Em vez de monobloco de aço, o carro feito para o Dakar tem uma gaiola tubular coberta por painéis de fibra de carbono — os modelos construídos para a edição deste ano são 20cm mais largos que os usados em 2017, aumentando a estabilidade (a carroceria já não se inclina tanto nas curvas). A essa estrutura vão acopladas as supensões de braços sobrepostos, com molas helicoidais e dois amortecedores por roda.

Montado em posição central, logo atrás da cabine, vai o motor V6 a diesel, de 2.993cm³. Trata-se de uma versão bem mexida do propulsor “Lion” DT17, desenvolvido conjuntamente por Ford e PSA, entre 1999 e 2004, para equipar carros de rua como Citroën C5, Peugeot 407, Land Rover Discovery 4 e Jaguar XF.

Com dois turbocompressores, a versão usada no 3008DKR deste ano foi “fuçada” para alcançar 345cv de potência e 81,5kgfm de torque — para comparar, esse V6 rendia 254cv e 60kgfm no Discovery 4.

Para dar conta do consumo gargantuesco e das longas etapas do rali, o tanque tem capacidade para 400 litros.

A caixa sequencial tem seis marchas e a tração é apenas nas rodas traseiras. Entre outros motivos, o sistema 4×2 foi escolhido para evitar conexões mecânicas no eixo dianteiro, reduzindo as probabilidades de quebras na prova. Além disso, sem os eixos de transmissão na frente, ganha-se em curso de suspensão: incríveis 46cm, contra 25cm. Por fim, pelo regulamento do Dakar, os carros 4×2 tinham mais liberdade de preparação que os 4×4.
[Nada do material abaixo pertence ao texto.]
PR #17654, opened 2014-11-17
If specify `strict: :default` explicitly, do not set sql_mode.

kamipo:
Related with https://github.com/rails/rails/issues/17370.

PR #57070, opened 2026-03-26
Consolidate configure_connection and allow skipping individual settings

eileencodes:
Refactor PostgreSQL `configure_connection` to build a hash of all session settings, then set them in a single loop through `internal_set_config`. This method checks PostgreSQL's `parameter_status` before issuing SET commands, skipping queries when the server already has the desired value.

Individual settings can be skipped by setting them to `false` in config, which is useful when connecting through a load balancer or proxy:

```yaml
production:
  adapter: postgresql
  standard_conforming_strings: false
  intervalstyle: false
  min_messages: false
  schema_search_path: false
```

For MySQL, `wait_timeout` can be skipped with `wait_timeout: false`, and `sql_mode` can be skipped via `variables: { sql_mode: false }` (consistent with the existing `:default` behavior).

Also deprecate `set_standard_conforming_strings` which is now handled through the consolidated settings hash, and add a `parameter_status` check to `schema_search_path=` to skip redundant SET queries.

Related https://github.com/rails/rails/pull/57013

### DIFF
--- a/activerecord/lib/active_record/connection_adapters/abstract_mysql_adapter.rb
+++ b/activerecord/lib/active_record/connection_adapters/abstract_mysql_adapter.rb
@@ -1032,17 +1032,24 @@ module ActiveRecord
           variables = @config.fetch(:variables, {}).stringify_keys
 
           # Increase timeout so the server doesn't disconnect us.
-          wait_timeout = self.class.type_cast_config_to_integer(@config[:wait_timeout])
-          wait_timeout = 2147483 unless wait_timeout.is_a?(Integer)
-          variables["wait_timeout"] = wait_timeout
+          # Set to false in config to skip.
+          unless @config[:wait_timeout] == false
+            wait_timeout = self.class.type_cast_config_to_integer(@config[:wait_timeout])
+            wait_timeout = 2147483 unless wait_timeout.is_a?(Integer)
+            variables["wait_timeout"] = wait_timeout
+          end
 
           defaults = [":default", :default].to_set
 
           # Make MySQL reject illegal values rather than truncating or blanking them, see
           # https://dev.mysql.com/doc/refman/en/sql-mode.html#sqlmode_strict_all_tables
           # If the user has provided another value for sql_mode, don't replace it.
-          if sql_mode = variables.delete("sql_mode")
-            sql_mode = quote(sql_mode)
+          # Set sql_mode to false or :default in variables to skip.
+          if variables.key?("sql_mode")
+            sql_mode_value = variables.delete("sql_mode")
+            unless sql_mode_value == false || defaults.include?(sql_mode_value)
+              sql_mode = quote(sql_mode_value)
+            end
           elsif !defaults.include?(strict_mode?)
             if strict_mode?
               sql_mode = "CONCAT(@@sql_mode, ',STRICT_ALL_TABLES')"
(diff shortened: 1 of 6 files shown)


activerecord/lib/active_record/connection_adapters/postgresql_adapter.rb
```diff
@@ -1092,6 +1107,16 @@ def reconfigure_connection_timezone
           end
         end
 
+        # Sets a PostgreSQL session configuration variable. Uses parameter_status
+        # to skip redundant SET commands when the server already has the desired
+        # value. Pass nil as value to SET TO DEFAULT.
+        def internal_set_config(setting, value)
+          return if value && @raw_connection.parameter_status(setting) == value.to_s
```
matthewd: Looks like this needs `with_raw` for `set_standard_conforming_strings` callers, even though it's [basically?] guaranteed to be safe when called from `configure_connection`

activerecord/lib/active_record/connection_adapters/abstract_mysql_adapter.rb
kamipo, line 1060: By adding `false` to the `defaults`, the else branch of `strict_mode?` now becomes dead code. Should this be deprecated?

Actually, the behavior of forcibly switching to non-strict mode with `strict: false` was introduced in Rails 4.2 (https://github.com/rails/rails/pull/16065).

(Prior to that, `strict: false` was a no-op.)

The option `strict: :default` was later introduced to preserve the previous behavior (https://github.com/rails/rails/pull/17654).

Originally, these behaviors could already be achieved using `sql_mode: ''` or `sql_mode: :default`.

As of today (2026), there is neither a need nor a recommendation to run MySQL in non-strict-mode, so I'd say this feature can be deprecated. What do you think?

eileencodes: There's a couple things we want to deprecate which I'll do in followup PRs. Thanks for flagging this one.

jjb:
> Individual settings can be skipped by setting them to false in config, which is useful when connecting through a load balancer or proxy:

This is so awesome!! This solves the [AWS RDS Proxy pinning problem](https://www.smily.com/engineering/rds-database-migration-series---integrating-ruby-on-rails-applications-with-rds-proxy).

One concern is the need to explicitly specify `false` - there is the risk that a future version of rails will introduce a new type of config that has a default, tests pass and performance is fine in staging, but then when it hits prod all the connections get pinned. Maybe could be solved with a test in the suite which boots rails and observes all sql coming over the wire and makes sure none are `SET`. would be nice to have an option to never issue `SET`, something like...

```yaml
production:
  adapter: postgresql
  skip_all_set_commands: true
```

```ruby
def internal_set_config(setting, value)
  return if settings['skip_all_set_commands']
```

matthewd:
@jjb yeah, that's a design trade-off: the "just don't SET anything" alternative has the danger that the unanticipated new variable, which our adapter felt important to set, is not -- with no user action. To me that feels like a bigger _correctness_ risk, without available mitigations (configuring a proxy to refuse queries that would pin, or monitoring and alerting on pinned connections, for example).

jjb:
something to maybe consider is that some of these settings are "operational" (timeouts) and some of them are "semantic/behavioral" (timezone, intervalstyle).

we just got hit with a rare but consistent bug because, without the SET commands live, intervalstyle is set to `postgres`, which makes Rails' handling of intervals break.

it would be cool if there were a mode where all these settings could be specified in database.yml, but then it would only do `SHOW` on them, and if they don't match expectation, rails boot would fail

[maybe not the ideal place to discuss this but i know a lot of people disabling SET in order to work with RDS Proxy are likely to deal with this and read this ticket]

PR #57071, opened 2026-03-26
Fix titleize to capitalize unicode lowercase letters

EldinGuzin:
Inflector#titleize uses [a-z] in its regex to match word-initial lowercase letters for capitalization. This only matches ASCII characters, so Unicode lowercase letters like đ, é, ü, ñ, ć are silently skipped and left lowercase.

Pneus BF Goodrich na medida 37×12.5 R17 (o equivalente a 320/80 R17) garantem a aderência em terra, lama e areia. Dois estepes montados em pé, nas laterais do carro, ajudam a evitar que o chassi “ancore” no meio de alguma duna — afinal, são 3m de entre-eixos. Tal solução, aliás, era usada nos jipes alemães Tempo G1200, de 1937.

Com 4,31m de comprimento, 2,40m de largura e 1,79m de altura (contra 4,45m, 1,84m e 1,62m de um Peugeot 3008 de rua), o carro do Dakar tem espaço apenas para o piloto Sainz e o navegador Lucas Cruz. E nada daquele caprichado painel futurista do modelo feito em série. O que se vê na cabine são placas de fibra de carbono com telas digitais e chaves por todo canto.

Preso em seu cinto de cinco pontos, tendo ao lado uma comprida alavanca de câmbio típica de carros de rali (o topo fica bem perto do volante), o piloto pode fazer vários ajustes dinâmicos.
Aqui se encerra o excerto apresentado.